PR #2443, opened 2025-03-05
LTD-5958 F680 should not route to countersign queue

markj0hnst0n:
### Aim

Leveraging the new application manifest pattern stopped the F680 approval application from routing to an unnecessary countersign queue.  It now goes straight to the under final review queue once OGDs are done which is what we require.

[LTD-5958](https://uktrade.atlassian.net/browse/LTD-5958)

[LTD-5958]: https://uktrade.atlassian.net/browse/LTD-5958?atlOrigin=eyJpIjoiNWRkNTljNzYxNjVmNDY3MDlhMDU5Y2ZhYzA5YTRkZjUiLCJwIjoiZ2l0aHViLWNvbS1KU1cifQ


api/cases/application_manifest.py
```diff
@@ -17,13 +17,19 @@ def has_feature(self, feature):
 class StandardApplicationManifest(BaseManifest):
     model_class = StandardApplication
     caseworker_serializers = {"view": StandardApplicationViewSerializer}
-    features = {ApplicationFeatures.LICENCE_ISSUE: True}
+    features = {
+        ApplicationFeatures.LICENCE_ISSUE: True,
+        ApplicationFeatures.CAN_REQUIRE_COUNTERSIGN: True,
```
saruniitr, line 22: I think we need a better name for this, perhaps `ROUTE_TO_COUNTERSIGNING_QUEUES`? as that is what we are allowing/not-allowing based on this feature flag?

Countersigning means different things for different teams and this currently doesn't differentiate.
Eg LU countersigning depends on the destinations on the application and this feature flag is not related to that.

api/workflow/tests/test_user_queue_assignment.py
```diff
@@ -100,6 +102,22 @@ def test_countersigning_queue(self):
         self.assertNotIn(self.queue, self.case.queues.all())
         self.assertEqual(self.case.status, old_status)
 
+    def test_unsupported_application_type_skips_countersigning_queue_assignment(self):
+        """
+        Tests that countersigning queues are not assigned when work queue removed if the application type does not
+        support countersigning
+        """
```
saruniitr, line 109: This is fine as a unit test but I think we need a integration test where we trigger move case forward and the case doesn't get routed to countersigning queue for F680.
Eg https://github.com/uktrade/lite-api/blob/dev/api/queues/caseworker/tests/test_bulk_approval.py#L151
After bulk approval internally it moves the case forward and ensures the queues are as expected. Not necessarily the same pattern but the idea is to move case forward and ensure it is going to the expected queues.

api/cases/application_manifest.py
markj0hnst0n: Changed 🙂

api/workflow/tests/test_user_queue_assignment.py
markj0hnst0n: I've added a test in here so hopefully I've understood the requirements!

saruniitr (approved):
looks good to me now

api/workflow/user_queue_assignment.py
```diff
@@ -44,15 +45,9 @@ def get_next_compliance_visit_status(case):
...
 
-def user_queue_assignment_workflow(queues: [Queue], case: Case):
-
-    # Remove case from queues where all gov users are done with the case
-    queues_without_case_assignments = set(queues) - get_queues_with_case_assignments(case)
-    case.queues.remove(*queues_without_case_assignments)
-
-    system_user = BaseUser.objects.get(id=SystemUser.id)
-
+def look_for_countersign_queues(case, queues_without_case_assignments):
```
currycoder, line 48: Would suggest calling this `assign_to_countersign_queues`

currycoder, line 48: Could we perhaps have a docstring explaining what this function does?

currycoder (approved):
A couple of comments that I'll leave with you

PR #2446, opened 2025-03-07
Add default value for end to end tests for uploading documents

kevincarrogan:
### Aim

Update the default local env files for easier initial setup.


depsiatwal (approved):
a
# # # #
**Task instructions**
Make an exact copy of the material above.

**The answer**
PR #2443, opened 2025-03-05
LTD-5958 F680 should not route to countersign queue

markj0hnst0n:
### Aim

Leveraging the new application manifest pattern stopped the F680 approval application from routing to an unnecessary countersign queue.  It now goes straight to the under final review queue once OGDs are done which is what we require.

[LTD-5958](https://uktrade.atlassian.net/browse/LTD-5958)

[LTD-5958]: https://uktrade.atlassian.net/browse/LTD-5958?atlOrigin=eyJpIjoiNWRkNTljNzYxNjVmNDY3MDlhMDU5Y2ZhYzA5YTRkZjUiLCJwIjoiZ2l0aHViLWNvbS1KU1cifQ


api/cases/application_manifest.py
```diff
@@ -17,13 +17,19 @@ def has_feature(self, feature):
 class StandardApplicationManifest(BaseManifest):
     model_class = StandardApplication
     caseworker_serializers = {"view": StandardApplicationViewSerializer}
-    features = {ApplicationFeatures.LICENCE_ISSUE: True}
+    features = {
+        ApplicationFeatures.LICENCE_ISSUE: True,
+        ApplicationFeatures.CAN_REQUIRE_COUNTERSIGN: True,
```
saruniitr, line 22: I think we need a better name for this, perhaps `ROUTE_TO_COUNTERSIGNING_QUEUES`? as that is what we are allowing/not-allowing based on this feature flag?

Countersigning means different things for different teams and this currently doesn't differentiate.
Eg LU countersigning depends on the destinations on the application and this feature flag is not related to that.

api/workflow/tests/test_user_queue_assignment.py
```diff
@@ -100,6 +102,22 @@ def test_countersigning_queue(self):
         self.assertNotIn(self.queue, self.case.queues.all())
         self.assertEqual(self.case.status, old_status)
 
+    def test_unsupported_application_type_skips_countersigning_queue_assignment(self):
+        """
+        Tests that countersigning queues are not assigned when work queue removed if the application type does not
+        support countersigning
+        """
```
saruniitr, line 109: This is fine as a unit test but I think we need a integration test where we trigger move case forward and the case doesn't get routed to countersigning queue for F680.
Eg https://github.com/uktrade/lite-api/blob/dev/api/queues/caseworker/tests/test_bulk_approval.py#L151
After bulk approval internally it moves the case forward and ensures the queues are as expected. Not necessarily the same pattern but the idea is to move case forward and ensure it is going to the expected queues.

api/cases/application_manifest.py
markj0hnst0n: Changed 🙂

api/workflow/tests/test_user_queue_assignment.py
markj0hnst0n: I've added a test in here so hopefully I've understood the requirements!

saruniitr (approved):
looks good to me now

api/workflow/user_queue_assignment.py
```diff
@@ -44,15 +45,9 @@ def get_next_compliance_visit_status(case):
...
 
-def user_queue_assignment_workflow(queues: [Queue], case: Case):
-
-    # Remove case from queues where all gov users are done with the case
-    queues_without_case_assignments = set(queues) - get_queues_with_case_assignments(case)
-    case.queues.remove(*queues_without_case_assignments)
-
-    system_user = BaseUser.objects.get(id=SystemUser.id)
-
+def look_for_countersign_queues(case, queues_without_case_assignments):
```
currycoder, line 48: Would suggest calling this `assign_to_countersign_queues`

currycoder, line 48: Could we perhaps have a docstring explaining what this function does?

currycoder (approved):
A couple of comments that I'll leave with you

PR #2446, opened 2025-03-07
Add default value for end to end tests for uploading documents

kevincarrogan:
### Aim

Update the default local env files for easier initial setup.


depsiatwal (approved):
a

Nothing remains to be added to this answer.